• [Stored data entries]
* * * * * * *

PR #1158, opened 2022-03-11
feat: Return created LambdaRestApis when creating a GuApiLambda

georgeblahblah:
## What does this change?

* Returns the created `LambdaRestApi`s to the caller
* Tests adding a domain name to a `LambdaRestApi` and a `GuCname`

## Checklist

### DIFF
--- a/src/patterns/api-lambda.test.ts
+++ b/src/patterns/api-lambda.test.ts
@@ -1,6 +1,5 @@
 import "@aws-cdk/assert/jest";
 import { SynthUtils } from "@aws-cdk/assert";
-import { DomainName } from "@aws-cdk/aws-apigateway/lib/domain-name";
 import { Runtime } from "@aws-cdk/aws-lambda";
 import { Duration } from "@aws-cdk/core";
 import { GuCertificate } from "../constructs/acm";
@@ -80,6 +79,7 @@ describe("The GuApiLambda pattern", () => {
     });
     const api = apiLambda.apis.get("api");
     expect(api).toBeDefined();
+    /* eslint-disable @typescript-eslint/no-non-null-assertion -- We expect api to be defined beyond this point */
     api!.addDomainName("domain", {
       domainName: "code.theguardian.com",
       certificate: new GuCertificate(stack, {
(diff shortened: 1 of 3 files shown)


src/patterns/api-lambda.test.ts
```diff
@@ -53,4 +56,46 @@ describe("The GuApiLambda pattern", () => {
...
+        domainName: "code.theguardian.com",
+        hostedZoneId: "id123",
+      }),
+    });
+
+    new GuCname(stack, "DNS", {
+      app: "testing",
+      ttl: Duration.days(1),
+      domainName: "code.theguardian.com",
+      resourceRecord: api!.domainName!.domainNameAliasDomainName,
```
akash1810, line 96: Curious why `domainName` is nullable here, I guess that's just how AWS have typed it?

src/patterns/api-lambda.test.ts
```diff
@@ -53,4 +56,46 @@ describe("The GuApiLambda pattern", () => {
...
+        },
+        {
+          id: "api2",
+          description: "this is a test2",
+        },
+      ],
+    });
+    const api = apiLambda.apis.get("api");
+    expect(api).toBeDefined();
+    /* eslint-disable @typescript-eslint/no-non-null-assertion -- We expect api to be defined beyond this point */
```
akash1810, line 82: I'm not a fan of disabling linting to huge blocks as this is also affecting `domainName` on `api`.

Something like this would be preferred:

```ts
const maybeApi = apiLambda.apis.get("api");
expect (api).toBeDefined();

// eslint-disable @typescript-eslint/no-non-null-assertion ......
const api = maybeApi!;
```

As it is more tightly scopes the lint exclusion.

src/patterns/api-lambda.test.ts
georgeblahblah: I think that's correct - it looks like it's an optional value https://github.com/aws/aws-cdk/blob/v1.137.0/packages/@aws-cdk/aws-apigateway/lib/restapi.ts#L150

src/patterns/api-lambda.test.ts
georgeblahblah: That's much clearer, thanks for the suggestion

akash1810 (approved):

PR #1174, opened 2022-03-30
chore(deps)!: Update to AWS CDK v2

akash1810:
Another, unavoidably, massive change! Easiest to review commit by commit.

## What does this change?

Updates to AWS CDK v2, largely by following https://docs.aws.amazon.com/cdk/v2/guide/migrating-v2.html. The main benefit gained is the simpler dependency management in v2's monolithic package. More information [here](https://github.com/aws/aws-cdk-rfcs/blob/master/text/0079-cdk-2.0.md).

The project generator has been updated, so new projects will be created correctly.

To update existing projects:
  - Update `package.json`:
    - Replace all `@aws-cdk/*` packages with the single `aws-cdk-lib` package
    - Add `constructs` dependency
    - See `peerDependencies` for version numbers
  - Fix imports `npx -p aws-cdk-migration rewrite-imports-v2 lib/**/*.ts`
  - Update `cdk.json`, removing deprecated feature flags such as `@aws-cdk/core:enableStackNameDuplicates`

## How to test

CI should continue to pass. As CI is testing synthing a stack (via [`integration-test`](https://github.com/guardian/cdk/tree/main/tools/integration-test)) and [new project generation](https://github.com/guardian/cdk/blob/main/.github/workflows/ci-integration-test.yaml), a green build should hopefully be enough.

Dramatic increase in developer experience from use of a monolithic package, offering a simpler upgrade path for us and downstream users of GuCDK.

Yet another breaking change! See https://github.com/guardian/cdk/discussions/910.

## Checklist


package.json
```diff
@@ -53,25 +55,6 @@
...
-    "@aws-cdk/aws-events-targets": "1.147.0",
-    "@aws-cdk/aws-iam": "1.147.0",
-    "@aws-cdk/aws-kinesis": "1.147.0",
-    "@aws-cdk/aws-lambda": "1.147.0",
-    "@aws-cdk/aws-lambda-event-sources": "1.147.0",
-    "@aws-cdk/aws-rds": "1.147.0",
-    "@aws-cdk/aws-s3": "1.147.0",
-    "@aws-cdk/aws-stepfunctions": "1.147.0",
-    "@aws-cdk/aws-stepfunctions-tasks": "1.147.0",
-    "@aws-cdk/core": "1.147.0",
```
akash1810, line 74: It's wonderful, isn't it?!

src/constructs/autoscaling/asg.test.ts
```diff
@@ -133,22 +128,22 @@ describe("The GuAutoScalingGroup", () => {
...
-          "Fn::GetAtt": ["SecurityGroupTestingA32D34F9", "GroupId"], // auto-generated logicalId
+          "Fn::GetAtt": [Match.stringLikeRegexp("SecurityGroupTesting"), "GroupId"],
         },
         {
-          "Fn::GetAtt": ["SecurityGroup1TestingCA3A17A4", "GroupId"], // auto-generated logicalId
+          "Fn::GetAtt": [Match.stringLikeRegexp("SecurityGroup1Testing"), "GroupId"],
         },
         {
-          "Fn::GetAtt": ["SecurityGroup2Testing6436C75B", "GroupId"], // auto-generated logicalId
+          "Fn::GetAtt": [Match.stringLikeRegexp("SecurityGroup2Testing"), "GroupId"],
```
akash1810, line 146: This is a lot nicer, IMO, as we're not matching the exact GUID, thus it becomes more flexible.

src/utils/test/assertions.ts
```diff
@@ -0,0 +1,103 @@
...
+      return -1;
+    }
+    if (first.Key.toLowerCase() > second.Key.toLowerCase()) {
+      return 1;
+    }
+    return 0;
+  });
+}
+
+export class GuTemplate {
```
akash1810, line 30: This class is a replacement for `test/jest.ts` and `test/synthed-stack.ts`. The aim is to provide a similar API to the [assertions model offered by AWS CDK v2](https://docs.aws.amazon.com/cdk/v2/guide/testing.html).

The API of `GuTemplate` isn't quite the same as `Template`: `new. GuTemplate(stack)` vs `Template.fromStack(stack)`. Happy to match the API if desired.

src/patterns/ec2-app/base.test.ts
```diff
@@ -649,18 +640,14 @@ describe("the GuEC2App pattern", function () {
...
-    expect(lbKey).toBeTruthy();
-
-    // eslint-disable-next-line @typescript-eslint/no-non-null-assertion -- We assert above that this is truthy
-    const loadBalancer = json.Resources[lbKey!];
-
-    expect(loadBalancer.Properties.LoadBalancerAttributes).toEqual(
-      expect.not.arrayContaining([{ Key: "access_logs.s3.enabled", Value: "true" }])
-    );
+    Template.fromStack(stack).hasResourceProperties("AWS::ElasticLoadBalancingV2::LoadBalancer", {
+      LoadBalancerAttributes: Match.arrayEquals([
```
akash1810, line 645: I think this is a simpler, and more complete, test than before. Previously we were checking that `access_logs.s3.enabled` was not present in `LoadBalancerAttributes`; other properties could have been set and changed between changes and we wouldn't know. Now, we're checking the exact contents of `LoadBalancerAttributes`.

.github/dependabot.yml
```diff
@@ -18,11 +18,10 @@ updates:
       prefix: "chore(deps): "
     # force the lockfile and package.json to be updated
     versioning-strategy: increase
-    # We update @aws-cdk/* libraries ourselves (via `script/update-aws-cdk`)
+    # We update AWS CDK libraries ourselves (via `script/update-aws-cdk`)
     # Dependabot wants to update them individually, but they should all be done at once.
     ignore:
-      - dependency-name: "aws-cdk"
-      - dependency-name: "@aws-cdk/*"
+      - dependency-name: "aws-cdk-lib"
```
jacobwinch, line 24: Now that this is a monolithic package, can we allow dependabot to update it for us?

If so, I think we could also remove our update script and [some CI stuff](https://github.com/guardian/cdk/blob/5b42e24646dbc176826fc16999dc821783225726/.github/workflows/ci.yaml#L20-L24) which aims to stop us from forgetting to keep this library up to date?

src/constructs/core/stack.ts
```diff
@@ -114,7 +114,14 @@ export class GuStack extends Stack implements StackStageIdentity, GuMigratingSta
...
     } = props;
 
-    super(app, id, { ...props, stackName: cloudFormationStackName });
+    super(app, id, {
+      ...props,
+      stackName: cloudFormationStackName,
+
+      // TODO Use `DefaultStackSynthesizer` or create own synthesizer?
+      //  see https://docs.aws.amazon.com/cdk/v2/guide/bootstrapping.html#bootstrapping-custom-synth
+      synthesizer: new LegacyStackSynthesizer(),
```
jacobwinch, line 123: Thinks for figuring this out! Maybe our `synthesizer` can produce YAML?!

jacobwinch (approved):
Great work 👍

.github/dependabot.yml
akash1810: In theory, yes we can get Dependabot to help here. In practice, I'm not sure if we'd want to? Dependabot runs every week, and bumps to `aws-cdk-lib` will incur a new release - do we want to create a new major release so frequently?

jacobwinch: I think you're right that weekly updates to this library would be too frequent.

I think that we have a few options here:

1. Keep things as they are but update the comment here which is now out of date. Suggestion for this:

```
# We update AWS CDK libraries ourselves (via `script/update-aws-cdk`) as this is a breaking change for users and it results in a new major version being released
```

2. Allow dependabot to update this library too; update the schedule so that dependabot checks all dependencies less frequently (e.g. fortnightly or monthly).

3. Create a dedicated update schedule for this library only (using [allow](https://docs.github.com/en/code-security/dependabot/dependabot-version-updates/configuration-options-for-the-dependabot.yml-file#allow)) - I'm not 100% sure if this would work but in theory it would allow us to continue checking/updating most dependencies weekly _and_ automatically update `aws-cdk-lib` less frequently.

Personally I'd prefer to remove the customised automation around this dependency (and I don't see any huge risk presented by option 2) but I'm happy to go with 1 if you just want to get this merged.

akash1810: > Personally I'd prefer to remove the customised automation around this dependency

+1

Let's decouple it from this (already massive) change and do 1. for now.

* * * * * * *

• [PROBLEM STATEMENT] Using the entries above, quote each line verbatim from the first through the line that contains "to the caller".

• [OUTPUT FOR THIS EXERCISE]
PR #1158, opened 2022-03-11
feat: Return created LambdaRestApis when creating a GuApiLambda

georgeblahblah:
## What does this change?

* Returns the created `LambdaRestApi`s to the caller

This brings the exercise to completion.